*** Task material Section Begins ***

PR #1288, opened 2026-01-03
`pvr.h`: Further retyping and cleanup

QuzarDC:
Yet another pvr cleanup split off from #539.

- Create `pvr_legacy.h` to be a repository for deprecated defines.
- Use stdint types throughout.
- Replace custom debug macro with new dbgio source function.
- Retype members of `pvr_*_ctx_t` types to use bool for 0/1 and move old defines to `pvr_legacy.h`
- Retype members of `pvr_*_ctx_t` types to use enums rather than define groups where possible.
- Consolidate the multiple usages of pvr list types and defines.

This should only go after #1287 https://github.com/KallistiOS/libparallax/pull/4 and https://github.com/KallistiOS/libdcplib/pull/4

### DIFF
--- a/kernel/arch/dreamcast/hardware/pvr/pvr_irq.c
+++ b/kernel/arch/dreamcast/hardware/pvr/pvr_irq.c
@@ -142,19 +142,19 @@ void pvr_int_handler(uint32_t code, void *data) {
     // What kind of event did we get?
     switch(code) {
         case ASIC_EVT_PVR_OPAQUEDONE:
-            pvr_state.lists_transferred |= BIT(PVR_OPB_OP);
+            pvr_state.lists_transferred |= BIT(PVR_LIST_OP_POLY);
             break;
         case ASIC_EVT_PVR_TRANSDONE:
-            pvr_state.lists_transferred |= BIT(PVR_OPB_TP);
+            pvr_state.lists_transferred |= BIT(PVR_LIST_TR_POLY);
             break;
         case ASIC_EVT_PVR_OPAQUEMODDONE:
-            pvr_state.lists_transferred |= BIT(PVR_OPB_OM);
+            pvr_state.lists_transferred |= BIT(PVR_LIST_OP_MOD);
             break;
         case ASIC_EVT_PVR_TRANSMODDONE:
-            pvr_state.lists_transferred |= BIT(PVR_OPB_TM);
+            pvr_state.lists_transferred |= BIT(PVR_LIST_TR_MOD);
             break;
         case ASIC_EVT_PVR_PTDONE:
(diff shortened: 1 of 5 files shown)


kernel/arch/dreamcast/hardware/pvr/pvr_irq.c
```diff
@@ -161,7 +159,7 @@ void pvr_int_handler(uint32_t code, void *data) {
             pvr_state.lists_transferred |= BIT(PVR_OPB_PT);
             break;
         case ASIC_EVT_PVR_RENDERDONE_TSP:
-            //DBG(("irq_renderdone\n"));
+            dbglog(DBG_SOURCE(PVR_RENDER_DBG), "pvr_irq: ASIC_EVT_PVR_RENDERDONE_TSP\n");
```
pcercuei: Actually scrap my ACK, you un-commented these and I think you should just drop them. If I want to debug the PVR driver by enabling PVR_RENDER_DBG I want to log the issues below, not the "list done" / "render done".

kernel/arch/dreamcast/hardware/pvr/pvr_irq.c
```diff
@@ -171,33 +169,33 @@ void pvr_int_handler(uint32_t code, void *data) {
...
+            break;
+
+        case ASIC_EVT_PVR_OPB_OUTOFMEM:
+            dbglog(DBG_SOURCE(PVR_RENDER_DBG), "pvr_irq: ASIC_EVT_PVR_OPB_OUTOFMEM\n");
+            dbglog(DBG_SOURCE(PVR_RENDER_DBG), "pvr_irq: PVR_TA_OPB_START: %08lx\n",
+                PVR_GET(PVR_TA_OPB_START));
+            dbglog(DBG_SOURCE(PVR_RENDER_DBG), "pvr_irq: PVR_TA_OPB_END: %08lx\n",
+                PVR_GET(PVR_TA_OPB_END));
+            dbglog(DBG_SOURCE(PVR_RENDER_DBG), "pvr_irq: PVR_TA_OPB_POS: %08lx\n",
+                PVR_GET(PVR_TA_OPB_POS) << 2);
```
pcercuei: You could also factorize that to a single dbglog() call.

kernel/arch/dreamcast/hardware/pvr/pvr_irq.c
QuzarDC: Ok, that makes sense. Updated to just drop them.

kernel/arch/dreamcast/hardware/pvr/pvr_irq.c
QuzarDC: Good call, I'd just gathered the existing lines and moved them. Done.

*** Task material Section Ends ***

- **Work instructions**: How many of the lines above hold "members"? Answer with only the number.

- **The answer**: 2